でも、考えたところで、相手の思っていることなんてわからないのです。
案外、ふと思ったことが、相手の思っていることだったりします。
いくら考えてもわからないのだから、パッと頭に浮かんだことを言えばいいだけなのです。
そんな話をして、すぐにできるわけではありませんでしたが、だんだん返答がはやくなり、半年後には、ほぼ3秒ルールができるようになりました。
頭の中でゴチャゴチャ考えていると、そのゴチャゴチャが伝わり、相手を不快にしてしまいます。
これだけで、人間関係も変わってくるのです。
半年で、こんなに変わるのだと思うぐらい変わりました。
まわりの大人たちも変わりました。
いちばん変えたのは、担任だったかもしれません。
あつい思いを持っている先生でしたが、まわりの先生とも、生徒ともうまくいっていませんでした。

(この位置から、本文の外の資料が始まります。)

PR #672, opened 2026-04-29
Add new model gpt-5.5-2026-04-23

harshakshit:
This pull request adds support for a new OpenAI model to the list of available models. The new model, `gpt-5.5-2026-04-23`, is now included with its corresponding metadata.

この子と向き合ううち、いろんなことが変わり始めました。
思いはあるけれど、どうしていいかわからないというのが正直な気持ちだったのかもしれません。
その先生の授業を抜けてくる生徒も多かったです。
保健室にいると、決まった先生の授業を抜けてきているのがわかります。
その先生が変われば、抜けてくる生徒もいなくなりましたし、保健室をよくのぞいてくれたり、意識が変わりました。
授業されている声を聞いても、以前のようにイライラした声でなく、心地よい声で授業されています。

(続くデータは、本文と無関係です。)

PR #681, opened 2026-04-29
fix: make syntax highlighting theme-aware with per-theme IDE palettes

jorgeraad:
### What does this PR do?

Makes code output syntax highlighting fully **theme-aware**, fixes a series of related light-mode readability bugs, and tightens the scrollbar UX in scrollable surfaces.

**Theme-aware syntax highlighting (original scope):**
- Each of the 18 built-in themes now defines its own syntax palette with dark and light variants, sourced from the canonical IDE color scheme for that theme. Previously, syntax highlighting used a single hardcoded palette for all themes.
- Added 9 new semantic color tokens to `ThemeColors`: `syntaxKeyword`, `syntaxString`, `syntaxComment`, `syntaxNumber`, `syntaxFunction`, `syntaxType`, `syntaxTag`, `syntaxAttr`, `syntaxPunctuation`.
- `highlightCode()` now takes resolved `ThemeColors` and builds the hljs class map from the active theme. `getResultSummary()` and call sites (`tool-renderer.tsx`, `tool-message.tsx`) pass `colors` through. Web search result styling uses theme tokens instead of a hardcoded `WS_COLORS` map.

**Light-mode rendering bugs (uncovered while testing the above):**

1. **Markdown prose rendered as opentui white default in light themes.** `markdownToStyledText` pushed plain-text, br, list-marker, paragraph/heading newline, html, blockquote-body, and space chunks with no `fg`. Opentui's StyledText chunks without `fg` fall back to a hardcoded white default — invisible on light dialog backgrounds — regardless of the parent `<text fg=…>`. Resolve `textColor` from `colors.text` and set `fg` on every chunk that doesn't already carry an explicit color (codespans, links, code blocks, blockquote indicator keep their existing colors).
2. **Unclassed code tokens rendered white in light themes.** Same chunk-fg-undefined issue at a different layer: `parseHljsHtml` pushed text-node chunks with `fg: colorStack[…]` where the initial stack was `[undefined]`. Any token outside an hljs span — whitespace, punctuation like `{ } | ; ,`, plain identifiers like `requireAdmin` that hljs doesn't classify — got `fg: undefined` and rendered as white. Pass `colors.text` as `defaultColor` and seed the stack with it.
3. **Many syntax tokens fell below readable contrast on the dialog background.** Audited all 18 themes × 9 syntax tokens × 2 modes (162 tokens) against `backgroundElement`. 75 tokens (mostly in light mode) were below WCAG AA Large (3:1), some under 2:1. For each failing token, adjusted lightness in HSL space (preserving hue and saturation) until contrast cleared the threshold — 3.0:1 floor for active tokens, 2.5:1 floor for comments (kept intentionally subdued). Also rebuilt the apex theme's syntax palette with hue-stable HSL values that boost saturation ~50% over the prior tone-down so it reads as "muted but not dull". After this pass, 0/162 tokens fail their threshold.

**Scrollbar UX (regression from the convention introduced in #682):**

4. **`scrollbarOptions: { visible: true }` painted a stray solid block on short surfaces.** With nothing to scroll, the thumb spanned the entire track and read as a colored rectangle on the right edge. Dropped `visible: true` on MessageList, SubagentHub, HelpDialog, SessionsDisplay so opentui's auto-visibility hides the bar when there's no overflow.
5. **Thumb painted in `colors.primary` was too loud.** Primary is the brand accent and shouldn't dominate every scrollable surface. Switched all 10 `foregroundColor: colors.primary` track options to `colors.textMuted` so the thumb is a subtle theme-aware gray. Track stays `colors.backgroundElement` so it blends with the dialog body. Updated `AGENTS.md` so the convention reflects the new behavior.

- `bun run tsc` — type check passes
- `bun run lint` — no lint errors
- `bun run format:check` — formatting correct
- `bun run test` — 829 passed, 18 skipped
- Manual TUI verification across light and dark modes on tokyonight, github, dracula, apex, and others

https://github.com/user-attachments/assets/759684fe-f03c-41a5-b2ca-85250eefef75

### DIFF
--- a/AGENTS.md
+++ b/AGENTS.md
@@ -81,7 +81,7 @@ On first launch, the TUI shows a "Responsible Use Disclosure" screen that must b
 
 **No state toggling in streaming callbacks.** Avoid calling `setState` to toggle visual indicators (like "Thinking...") directly in high-frequency streaming callbacks (`onTextDelta`, `onToolCallStreaming`). This causes per-frame flicker. Instead, derive display state from the underlying data model (e.g., check if the last message is a tool result rather than toggling a boolean).
 
-**Scrollbar visibility.** Scrollable content (lists, logs, long text) must have `scrollbarOptions={{ visible: true }}` so users can see their scroll position. Never hide scrollbars in scrollable regions.
+**Scrollbars.** Don't pass `scrollbarOptions={{ visible: true }}` — opentui auto-shows the bar when content overflows the viewport and hides it otherwise. Forcing `visible: true` paints a full-track thumb when content fits, which reads as a stray colored block. Style with `trackOptions: { foregroundColor: colors.textMuted, backgroundColor: colors.backgroundElement }` so the thumb stays subtle and theme-aware (don't use `colors.primary` — too loud). Never explicitly hide scrollbars in scrollable regions.
 
 ### Code hygiene
 
--- a/src/tui/components/agent-display.tsx
+++ b/src/tui/components/agent-display.tsx
@@ -159,7 +159,7 @@ export default function AgentDisplay({
         },
         scrollbarOptions: {
           trackOptions: {
-            foregroundColor: colors.primary,
+            foregroundColor: colors.textMuted,
             backgroundColor: colors.backgroundElement,
           },
         },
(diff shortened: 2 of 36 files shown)


jorgeraad:
@cursoragent is it possible to have the code highlighting be theme aware? Basically the colors that would be applied if the theme would be selected in an IDE. There should be dark and light variants for each theme.

jorgeraad:
Fixed it up

https://github.com/user-attachments/assets/759684fe-f03c-41a5-b2ca-85250eefef75

KeremP (approved):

授業を抜ける生徒は、教師の声が凶器のように聞こえるのです。
イライラした声をしている先生って、意外に多いのです。
いつもイヤホンをつけて音楽を聴いている生徒は、このタイプが多いです。
人の声が耐えられないのです。
先生に限らず、大人のストレスを受けた生徒の声も、凶器に思えます。
発達障がいの子は、声や雰囲気で、その場にいられなくなります。
私も敏感な方なのでわかります。
そのイライラの原因は、自己否定心です。
自分で自分を責めている人が多いです。
その担任の先生は、その子と関わる中で、自信がもてるようになりました。
数か月後に、その子に対して、「先生は、君に対しての思いがあふれてくるようになった」と話していました。
どう接していいかわからず、何かしてあげたいという思いがなかったそうです。
それが、いろいろやってあげたいと思うことが増えたそうです。
その子にとって、最初は苦手な先生の1人でした。
でも、苦手な人に意見が言えるようになったら、誰に対しても言えるようになると、自分の思いを伝える練習を日々していました。
最後には、この学校でいちばん嫌いな天敵と言っていた先生にも話に行くようになりました。
近くまで行って帰ってくる、自分の意見を言って、すぐに否定されて帰ってきたり、いろんなことがありました。
失敗を繰り返すうちに、自分が思っている通りになっていることに気付き、「どうせだめって言われる」と思いながら行っていたのが、その不安、恐怖、心配事をとっぱらって、自分の意志をもっていくと、成功するというのがわかってきました。
卒業して、大学に行く前に、もう一度来校しました。
進路について不安に思っていることがあり、親にどのように伝えたらいいか、相談しに来てくれました。
うまいこと言おうとしていたので、それではうまくいかない。
いろんな先生で練習してきたのだから、お父さんとお母さんにも自分の思いを伝えられると言うと、自信を持って帰りました。
驚いたことに、自分で大学に問い合わせの電話をして、準備をしていました。
ただ、3秒ルールで、考えるのをやめただけで、大きく変わりました。
先生方からは、合格する大学がないと言われていましたが、いちばん行きたかった大学には落ちましたが、あとは全部受かったそうです。
受験校も、ネットで自分で調べ、エリアを広げて、通える大学を探しました。
これは、コミュニケーション能力をあげたい人にとっても有効です。